After earning a diploma from the Harvard Medical School he joined Harvard as a junior faculty member. With Cyrus Fiske, he developed a method for the estimation of phosphorus in body fluids and tissues. He discovered the role of phosphocreatine and adenosine triphosphate (ATP) in muscular activity, which earned him an entry into biochemistry textbooks in the 1930s. He obtained his Ph.D. degree the same year.
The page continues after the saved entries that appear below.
PR #1145, opened 2020-03-24
Pass showAxRect keyword arguments to setRange

lcmcninch:
Subclasses of ViewBox may wish to, for example, set padding when executing a scale or translation.


j9ac9k:
Thanks for the PR @lcmcninch , looks good to me, merging.

PR #1151, opened 2020-04-03
ImageExporter py2-pyside fix with test

ixjlyons:
Adds a test on top of #1133. It pretty much only hits the code that #1133 fixes, but it's better than nothing. We should really have more coverage of `ImageExporter` - maybe for a future PR?

### DIFF
--- a/pyqtgraph/exporters/ImageExporter.py
+++ b/pyqtgraph/exporters/ImageExporter.py
@@ -47,10 +47,7 @@ class ImageExporter(Exporter):
     
     def export(self, fileName=None, toBytes=False, copy=False):
         if fileName is None and not toBytes and not copy:
-            if QT_LIB in ['PySide', 'PySide2']:
-                filter = ["*."+str(f, encoding='utf-8') for f in QtGui.QImageWriter.supportedImageFormats()]
-            else:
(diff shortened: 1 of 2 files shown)


j9ac9k:
hmm...that was a weird CI failure, going to rerun that one failed test...if it's good, I'll merge

j9ac9k:
still failing, re-running CI on an unrelated PR and see if I get the same failure....

j9ac9k:
rerunning CI on just the dev branch to see if unrelated.... can follow along here:

https://dev.azure.com/pyqtgraph/pyqtgraph/_build/results?buildId=660&view=results

ixjlyons:
Just a blind guess, but I didn't explicitly instantiate a `QApplication` instance at the module level though other test modules seem to do so.

j9ac9k:
oh, that's probably it!  Mind adding that into the test? ...not sure if this is a Qt 5.9 issue, a macOS issue or a python 3.6 issue.... (or all 3).

j9ac9k:
I ran the CI on the develop branch as it stands today, and it doesn't have this issue, so this error is definitely a result of a change in this PR.

ixjlyons:
Done. The funny thing is I originally had it in there but removed it because it didn't seem necessary :sweat_smile: Hopefully that's it

j9ac9k:
It passed! Merging!

PR #1098, opened 2019-12-19
#406 does not work for 3D data

jkotan:
Without the PR on gets the following error for RGB data

```
Traceback (most recent call last):
  File "/home/jkotan/sources/lavue/lavuelib/imageDisplayWidget.py", line 64, in paint
    _pg.ImageItem.paint(self, p, *args)
  File "/home/jkotan/testinst/lib/python2.7/site-packages/pyqtgraph/graphicsItems/ImageItem.py", line 439, in paint
    self.render()
  File "/home/jkotan/testinst/lib/python2.7/site-packages/pyqtgraph/graphicsItems/ImageItem.py", line 431, in render
    argb, alpha = fn.makeARGB(image, lut=lut, levels=levels)
  File "/home/jkotan/testinst/lib/python2.7/site-packages/pyqtgraph/functions.py", line 1187, in makeARGB
    imgData[nanMask, 3] = 0
IndexError: too many indices for array
```

PR #1152, opened 2020-04-04
Fnanfix test

ixjlyons:
Follow-up for #1098. Adds a couple tests to make sure both grayscale and rgb(a) input images with NaNs work.


j9ac9k:
Thanks @jkotan  and @ixjlyons for the PR!  All tests pass, merging!

PR #1159, opened 2020-04-08
Fix: Update axes after data is set

### LINKED ISSUE #1144: Plots after event loop has started does not update axes immediately
### Short description

When plotting data after the event loop has started, the axes are not updated immediately.

Results of git bisection:
d77ad273c71870881c3fda3d2b49d3488f100425 is the first bad commit
commit d77ad273c71870881c3fda3d2b49d3488f100425
Author: 2xB <31772910+2xB@users.noreply.github.com>
Date:   Sat Aug 17 20:52:45 2019 +0200

### Code to reproduce

```python
import pyqtgraph

QtCore = pyqtgraph.Qt.QtCore
app = pyqtgraph.mkQApp()

plotwgt = pyqtgraph.PlotWidget()
curve = pyqtgraph.PlotCurveItem()
plotwgt.addItem(curve)

def draw_later():
    curve.setData(list(range(100)))
        
timer = QtCore.QTimer.singleShot(0, draw_later)
plotwgt.show()
app.exec_()
```

### Expected behavior

plot_good

### Real behavior

plot_bad

### Tested environment(s)

 * PyQtGraph version: 0.11.0rc0
 * Python version: Python 3.7.6
 * NumPy version: 1.18.1
 * Operating system: Windows 10 64-bits
 * Installation method: extract to local directory

2xB:
On data changes on PlotCurveItems, bounds are updated before the new data is set, leading to axes not performing autoscaling directly. This PR changes the order of execution for setting data and updating bounds to fix that.

Fixes #1144

### DIFF
--- a/pyqtgraph/graphicsItems/PlotCurveItem.py
+++ b/pyqtgraph/graphicsItems/PlotCurveItem.py
@@ -365,11 +365,12 @@ class PlotCurveItem(GraphicsObject):
 
         #self.setCacheMode(QtGui.QGraphicsItem.NoCache)  ## Disabling and re-enabling the cache works around a bug in Qt 4.6 causing the cached results to display incorrectly
                                                         ##    Test this bug with test_PlotWidget and zoom in on the animated plot
+        self.yData = kargs['y'].view(np.ndarray)
+        self.xData = kargs['x'].view(np.ndarray)
+        
         self.invalidateBounds()
         self.prepareGeometryChange()
         self.informViewBoundsChanged()
-        self.yData = kargs['y'].view(np.ndarray)
-        self.xData = kargs['x'].view(np.ndarray)
 
         profiler('copy')
 


j9ac9k:
Hi @2xB Thanks for the PR

This CI failure that occurred is something that we've seen from minor changes, using having to do w/ the use of a QApplication (or lack-there-of).

I'm really on the verge of skipping that specific test.... it's failing just on macOS/Qt5.9/Python3.6 pipeline....

j9ac9k:
I really hate that this test failure is getting in the way of this PR, @ixjlyons as you were the last person to run into this, figure you may have an opinion?

2xB:
Let's test if this failure is consistent:

j9ac9k:
Good call on closing/opening ... I just reran the failed pipeline, which failed a second time for the same test... anyway, as it all passes now, I'm inclined to merge.

PR #1161, opened 2020-04-09
import numpy as np for lines 44 and 51

cclauss:
1. Undefined name `np` in pyqtgraph/PlotData.py
~2. To fix CI, make sure that `call_with_timeout()` polls at least once.~

@j9ac9k @2xB Your reviews please.

### DIFF
--- a/pyqtgraph/PlotData.py
+++ b/pyqtgraph/PlotData.py
@@ -1,3 +1,4 @@
+import numpy as np
 
 
 class PlotData(object):
@@ -50,7 +51,3 @@ class PlotData(object):
             mn = np.min(self[field])
             self.minVals[field] = mn
         return mn
-    
-    
-    
-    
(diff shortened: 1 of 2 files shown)


j9ac9k:
The CI doesn't like the change you made to test_exit_crash

```
>       for i in range(max(timeout // wait_per_poll, 1)):  # Poll at least once
E       TypeError: range() integer end argument expected, got float.
```

Fired up my own interpretter

```
>>> max(5.5 // 2, 1)
2.0
```

Probably should wrap that `max` statement as an `int`

j9ac9k:
Thanks for this PR @cclauss , sort of amazing we haven't noticed this before.

cclauss:
It can happen that another file has already imported numpy so things work but then if code get refactored and then things break.  This is safer.

PR #1910, opened 2021-07-18
PlotSpeedTest: add param tree control panel

pijyoi:
inspired by ScatterPlotSpeedTest.

Allows easier testing of the speed benefits of useOpenGL and/or enableExperimental.

On a particular Linux system, useOpenGL=True and enableExperimental=False slowed to a crawl.

### DIFF
--- a/examples/PlotSpeedTest.py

He joined Lederle Laboratories, a division of American Cyanamid (now a division of Wyeth which is owned by Pfizer), after he was denied a regular faculty position at Harvard. At Lederle, he developed a method to synthesize folic acid, Vitamin B9 based on work by Lucy Wills to isolate folic acid as a protective agent against anemia. After his work on folic acid and with considerable input from Dr. Sidney Farber, he developed the important anti-cancer drug methotrexate - one of the very first cancer chemotherapy agents and still in widespread clinical use.He also discovered the drug Hetrazan which was used by the World health Organization against filariasis.

 Under Subbarao, Benjamin Duggarmade his discovery of the world's first tetracycline antibiotic, aureomycin, in 1945. This discovery was made as a result of the largest distributed scientific experiment ever performed to that date, when American soldiers who had fought all over the world were instructed at the end of WWII to collect soil samples from wherever they were, and bring the samples back for screening at Lederle Laboratories for possible anti-bacterial agents produced by natural soil fungi.

The world's memory of Subbarao has been obscured by the achievements of others and his failure to promote his own interests. Part of the reason for his obscurity was that Subbarao did not market his work, or himself. A patent attorney was once astonished to find that he had not taken any of the steps that scientists everywhere consider routine for linking their name to their handiwork. He never granted interviews to the press; he never made the rounds of the academies which apportion accolades; nor did he go on lecture tours

His colleague, George Hitchings, who shared the 1988 Nobel Prize in Physiology or Medicine with Gertrude Elion, said, "Some of the nucleotides isolated by Subbarao had to be rediscovered years later by other workers because Fiske, apparently out of jealousy, did not let Subbarao's contributions see the light of the day."

A fungus was named Subbaromyces splendens in his honor by American Cyanamid.

Writing in the April 1950 issue of Argosy, Doron K. Antrim observed,"You've probably never heard of Dr. Yellapragada Subbarao. Yet because he lived you may be alive and are well today. Because he lived you may live longer."